In Ohio, it’s 2004 all over again


By Bertram de Souza

It’s back to the future for the Republican campaign for president in battleground Ohio. Four years ago, the conservative wing of the Republican Party used the gay marriage issue to rally the troops on behalf of President Bush. The strategy worked. Republican voters came out in droves, especially from the rural areas, and gave Bush a win over Democrat John Kerry. It secured the president’s re-election bid.

U.S. Sen. John McCain, the presumptive Republican nominee for president, has obviously been reading the playbook of the 2004 election in the Buckeye State. On Thursday, McCain, whose moderate views on key issues like immigration have made him suspect in the eyes of the right-wingers in the party, met with several influential social conservatives in Cincinnati and pledged to talk more openly about his opposition to gay marriage. According to the Los Angeles Times, McCain, who brought his campaign to the Mahoning Valley on Friday and declared more than once that he wants to be president of all Americans, followed up his pledge in Cincinnati by endorsing a ballot measure in California to ban gay marriage.

The senator from Arizona also told the small gathering that he would choose an anti-abortion running mate and is willing to learn more about their opposition to embryonic stem-cell research, the Times reported. In the past, the newspaper story noted, McCain has disagreed with them over the issue.

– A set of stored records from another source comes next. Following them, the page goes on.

PR #1110, opened 2024-03-14
feat(python): support writing huggingface dataset and dataset dict

changhiskhan:
HuggingFace Dataset is written as arrow batches.
For DatasetDict, all splits are written with a "split" column appended.

- [x] what if the dataset schema already has a `split` column
- [x] add unit tests

### DIFF
--- a/python/python/tests/test_huggingface.py
+++ b/python/python/tests/test_huggingface.py
@@ -1,4 +1,4 @@
-#  Copyright 2023 Lance Developers
+#  Copyright 2024 Lance Developers
 #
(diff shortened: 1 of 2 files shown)


python/python/tests/test_huggingface.py
```diff
@@ -0,0 +1,126 @@
+#  Copyright 2023 Lance Developers
```
eddyxu, line 1: 2024

eddyxu (approved):
One minor copyright issue.

PR #1113, opened 2024-03-15
feat: refactor the query API and add query support to the python async API

westonpace:
In addition, there are also a number of changes in nodejs to the docstrings of existing methods because this PR adds a jsdoc linter.


python/python/lancedb/query.py
```diff
@@ -921,3 +924,337 @@ def refine_factor(self, refine_factor: int) -> LanceHybridQueryBuilder:
...
+        Note: if there is a vector index then the distance type used MUST match the
+        distance type used to train the vector index.  If this is not done then the
+        results will be invalid.
+
+        By default "l2" is used.
+        """
+        self._inner.distance_type(distance_type)
+        return self
+
+    def postfilter(self) -> AsyncVectorQuery:
```
wjones127, line 1225: Currently the default is pre-filter, right? I agree this should be default now. Just curious.

python/python/tests/test_query.py
```diff
@@ -184,3 +205,95 @@ def test_query_builder_with_different_vector_column():
...
+    async for batch in results:
+        if expected_columns is not None:
+            assert batch.schema.names == expected_columns
+        num_rows += batch.num_rows
+    if expected_num_rows is not None:
+        assert num_rows == expected_num_rows
+
+
+@pytest.mark.asyncio
+async def test_query_async(table_async: AsyncTable):
```
wjones127, line 224: Try a test with zero results (filter out everything)?

wjones127 (commented):
I have a bit more to look through soon, but here are my initial comments.

python/python/lancedb/arrow.py
```diff
@@ -0,0 +1,20 @@
+import pyarrow as pa
+
+from ._lancedb import RecordBatchStream
+
+
+class AsyncRecordBatchReader(object):
```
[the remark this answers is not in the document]
westonpace: Old habits...

I'll fix this.

python/python/lancedb/query.py
westonpace: The default currently (in the sync lancedb and node's vectordb) is postfilter.  This **is** a change to the API.

python/python/tests/test_query.py
westonpace: Added tests with zero results.

python/python/lancedb/query.py
```diff
@@ -921,3 +924,339 @@ def refine_factor(self, refine_factor: int) -> LanceHybridQueryBuilder:
...
+        Choose which columns to return
+
+        This is a shortcut for [select_with_projection][] when no
+        dynamic columns need to be calculated.  See that method for more
+        details on the performance impact of selecting the right columns.
+        """
+        self._inner.select(columns)
+        return self
+
+    def select_with_projection(self, columns: dict[str, str]) -> AsyncQuery:
```
eddyxu, line 966: Can we use same `select()` api for both function?
`projection` is a very database-eng term that application / ML developers are unfamiliar with.

python/src/util.rs
```diff
@@ -33,3 +37,15 @@ impl<T> BuilderWrapper<T> {
         Ok(result)
     }
 }
+
+pub fn parse_distance_type(distance_type: impl AsRef<str>) -> PyResult<DistanceType> {
+    match distance_type.as_ref() {
```
eddyxu, line 42: do we want to make distance type lower case ?

python/python/lancedb/query.py
westonpace: Ok.  I changed them both to `select`.  I agree that's simpler.

python/src/util.rs
westonpace: I did.  Distance type comparison is now case insensitive.

eddyxu (approved):

PR #1339, opened 2024-05-30
fix: error msg when query vector dim is wrong

QianZhu:
- changed the error msg for table.search with wrong query vector dim 
- added missing fields for listIndices and indexStats to be consistent with Python API - will make changes in node integ test

### DIFF
--- a/node/src/index.ts
+++ b/node/src/index.ts
@@ -704,6 +704,9 @@ export interface VectorIndex {
 export interface IndexStats {
   numIndexedRows: number | null
   numUnindexedRows: number | null
+  index_type: string | null
+  distance_type: string | null
+  completed_at: string | null
 }
 
 /**
--- a/node/src/remote/index.ts
+++ b/node/src/remote/index.ts
@@ -509,7 +509,8 @@ export class RemoteTable<T = number[]> implements Table<T> {
     return (await results.body()).indexes?.map((index: any) => ({
       columns: index.columns,
       name: index.index_name,
-      uuid: index.index_uuid
+      uuid: index.index_uuid,
+      status: index.status
     }))
   }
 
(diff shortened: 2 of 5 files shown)


rust/lancedb/src/utils.rs
```diff
@@ -118,14 +118,14 @@ pub(crate) fn default_vector_column(schema: &Schema, dim: Option<i32>) -> Result
         })
         .collect::<Vec<_>>();
     if candidates.is_empty() {
-        Err(Error::Schema {
-            message: "No vector column found to create index".to_string(),
+        Err(Error::InvalidInput {
+            message: "No vector column found to match with the query vector dimension".to_string(),
```
eddyxu, line 122: can we print the explicit dimension as well?

`format!("No vector column found to match with the query vector dimension: {}", dim.unwrap_or_default())`

node/src/index.ts
```diff
@@ -704,6 +704,9 @@ export interface VectorIndex {
 export interface IndexStats {
   numIndexedRows: number | null
   numUnindexedRows: number | null
+  index_type: string | null
```
eddyxu, line 707: Why are these needed in this PR?

QianZhu: not related to the vec dim. But just noticed that we did not make changes with node sdk - so wanted to add them

eddyxu (approved):

node/src/remote/index.ts
```diff
@@ -520,7 +521,10 @@ export class RemoteTable<T = number[]> implements Table<T> {
     const body = await results.body()
     return {
       numIndexedRows: body?.num_indexed_rows,
-      numUnindexedRows: body?.num_unindexed_rows
+      numUnindexedRows: body?.num_unindexed_rows,
+      index_type: body?.index_type,
```
rpgreen, line 525: why are we using a mix of camel case and snake case here?

Issue #1256, opened 2024-04-30
Feature(nodejs):  `Table.search` function for `lancedb` sdk


universalmind303:
### SDK

Node

### Description

both the python sdk, and the older js `vectordb` sdk have a `search` function on the table class. 

`tbl.search(query)`.

There does not appear to be an equivalent in the newer `lancedb` sdk

wjones127:
`Table.query()` is the equivalent of this. I just looked, and I think we already have feature parity here, so I'm closing this.

universalmind303:
@wjones127 There isn't full feature parity. In python you don't need to manually embed the query. 


```py
query = "greetings"
table.search(query).limit(1)
```

```js
const query = await func.computeQueryEmbeddings("greetings");
    
await table.query().nearestTo(query).limit(1)
```

PR #1341, opened 2024-05-30
feat(nodejs): table.search functionality

universalmind303:
closes https://github.com/lancedb/lancedb/issues/1256

### DIFF
--- a/nodejs/__test__/table.test.ts
+++ b/nodejs/__test__/table.test.ts
@@ -613,3 +613,86 @@ describe("when optimizing a dataset", () => {
     expect(stats.prune.oldVersionsRemoved).toBe(3);
   });
 });
+
+describe("table.search", () => {
+  let tmpDir: tmp.DirResult;
+  beforeEach(() => {
+    tmpDir = tmp.dirSync({ unsafeCleanup: true });
+  });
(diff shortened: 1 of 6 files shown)


universalmind303:
@wjones127 
> My main question is whether we want to have a new search() method, or are we fine just using query()? Or, put another way, why not just make nearestTo take the string/embedd-able data?

good question. We could instead make `query` take in the string parameter instead. 

I think intuitively `.query("some string")` feels much more natural than starting the builder first. `.query().nearestTo("some string")`.

wjones127:
> I think intuitively .query("some string") feels much more natural than starting the builder first.

I think the idea is that `query` is more general than `search`. The `query` API can also be used to do a `scan`.

wjones127 (approved):
I think I'm good with having the separate `search()` API given the precedence in the Python sync API.

universalmind303:
@wjones127 @westonpace Do we have any way to run CI without cache? It seems like it's using cached code 

>  `Error: lancedb/table.ts(146,7): error TS2663: Cannot find name 'schema'. Did you mean the instance member 'this.schema'?`

`lancedb/table.ts(146,7)` has no reference to `schema`

Issue #1293, opened 2024-05-10
bug(node, lancedb): unable to 'add' to a table created with a `Float64` vector


universalmind303:
### LanceDB version

@lancedb/lancedb main

### What happened?

if you try to create a table with a specific schema, then try to add data to it, it seems that the arrow conversion does not account for the schema and tries to instead convert the array to a `Float32` vector

### Are there known steps to reproduce?

```js
import lancedb from "@lancedb/lancedb";


const db = await lancedb.connect("/tmp/lancedb");

const data = [
  {text: "hello", vector: Array(512).fill(1.0)},
  {text: "hello world", vector: Array(512).fill(1.0)},
]
const f64Schema = new Schema([
  new Field("text", new Utf8(), true),
  new Field("vector", new FixedSizeList(512, new Field("item", new Float64())), true)
]);

let f64Table = await db.createEmptyTable("f64", f64Schema, {mode: "overwrite"})

await f64Table.add(data)
```

```
[Error: Failed to add batches to table f64: lance error: Append with different schema: `vector` should have type fixed_size_list:double:512 but type was fixed_size_list:float:512, location: /Users/runner/.cargo/registry/src/index.crates.io-6f17d22bba15001f/lance-core-0.10.18/src/datatypes/schema.rs:150:27] {
```

Macbook-Specter:
I had the same problem. I couldn't create an empty table and then add data to it first.
 "@lancedb/lancedb": "^0.5.0"
"apache-arrow": "^16.1.0"
```
const uri = "./db/sample-lancedb";
const db = await lancedb.connect(uri);
const document_fragment_schema = new Schema([
    new Field("id", new Float32(), false),
    new Field("fragment_content", new Utf8(), false),
    new Field("docment_id", new Float32(), false),
    new Field("vector", new FixedSizeList(2, new Field("vector_values", new Float32(), false)), false),
]);
const tb = db.createEmptyTable("document_fragment", document_fragment_schema);
await tb.add(
    [
        {
            id: 2,
            fragment_content: "hello world2",
            docment_id: 1,
            vector: [1, 2]
        },
        {
            id: 3,
            fragment_content: "hello world3",
            docment_id: 1,
            vector: [4, 8]
        },
    ]
);
const tb_schema = await tb.schema();
console.log(tb_schema);

const res = await tb.vectorSearch([5,6]).limit(3).toArray();
console.log(res);
```
node:internal/process/esm_loader:34
[...]

Issue #1292, opened 2024-05-10
bug(node, vectordb): error when using `Float64` embedding function


universalmind303:
### LanceDB version

main

### What happened?

I get some buffer allocation errors if i try to specify `Float64` as my embedding function type

```
Error: Invalid argument error: Need at least 8192 bytes in buffers[0] in array of type Float64, but got 4096
```

### Are there known steps to reproduce?

```js
const db = await lancedb.connect("/tmp/lancedb");

const embeddingFunction = {
  sourceColumn: "text",
  embed: async function (batch) {
    return batch.map(() => Array(512).fill(1.0))

  },
};

const data = [
  {text: "hello"},
  {text: "hello world"},
]

const schema = new Schema([
  new Field("vector", new FixedSizeList(512, new Field("item", new Float64()))),
  new Field("text", new Utf8())
]);

const name = "test";
let table = await db.createTable({name, data, schema, embeddingFunction})
```

However, if I change `Float64` to `Float32`, everything works fine.

wjones127:
That seems odd. We might hard code f32 in some places, but in Lance we do support f16 and f64, so we should fix any places that assume f32.

PR #1343, opened 2024-05-30
fix(nodejs): better support for f16 and f64

universalmind303:
closes https://github.com/lancedb/lancedb/issues/1292
closes https://github.com/lancedb/lancedb/issues/1293


wjones127 (approved):
Great work here :)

As has been suggested in this space on several occasions, Republicans know they cannot win the all-important Ohio presidential sweepstakes by focusing on issues such as the economy, health care and the war in Iraq.

Disillusioned voters

Indeed, four years ago, they realized that the GOP base was disillusioned with Bush’s handling of the war and were going to sit out the election.

The architects of the president’s re-election campaign, including some in the White House, came up with the marriage amendment ploy. They selected 11 states, including Ohio, where Bush was in trouble and placed before the voters a constitutional amendment defining marriage as between a man and a woman.

The underlying message to the great unwashed was that an epidemic of gay marriage was on the horizon and that if something wasn’t done same-sex couples would become a threat to heterosexual unions. Many voters bought that political ploy hook, line and sinker.

Bush’s victory in Ohio made it clear that Republicans were not above toying with voters’ emotions.

McCain, making a bid for the blue-collar Democratic voters who gave Hillary Clinton such an impressive win in the March primary in Ohio, is on his way to becoming the darling of the social conservatives in the Republican Party.

“It was obvious there were a lot of changed hearts in the room,” the Los Angeles Times quoted Phil Burress as saying. “We realized that he’s with us on the majority of the issues we care about.”

Burress led Ohio’s anti-gay marriage ballot measure in 2004.

But a day after his private meeting with those whose agenda includes issues that have long divided the country, McCain came to the Mahoning Valley and presented himself as the voice of moderation. He visited the General Motors’ assembly plant in Lordstown and then attended a private fund-raiser at the Trumbull County home of developer Brian Ross.

He made it clear that he intends to put together a voting block of Republicans, Democrats and Independents, and pledged that if elected he would “reach across the aisle” to Democrats.

But drowning out that message of conciliation was his embrace of the GOP ultra conservatives.

Strategy

The resurrection of the gay marriage issue is a clear indication of how they intend to win Ohio for John McCain.

It would come as no surprise if they play the race card next — covertly, of course. Democrat Barack Obama, the son of a black father from Kenya and a white mother from Kansas, has an uphill battle in Ohio, Not only must he win over Democrats who staunchly supported Hillary Clinton and are angry that she did not win the party’s nomination, but he must put at ease the concerns many Ohioans have about his background.

Don’t put it past the Republicans to play on those concerns.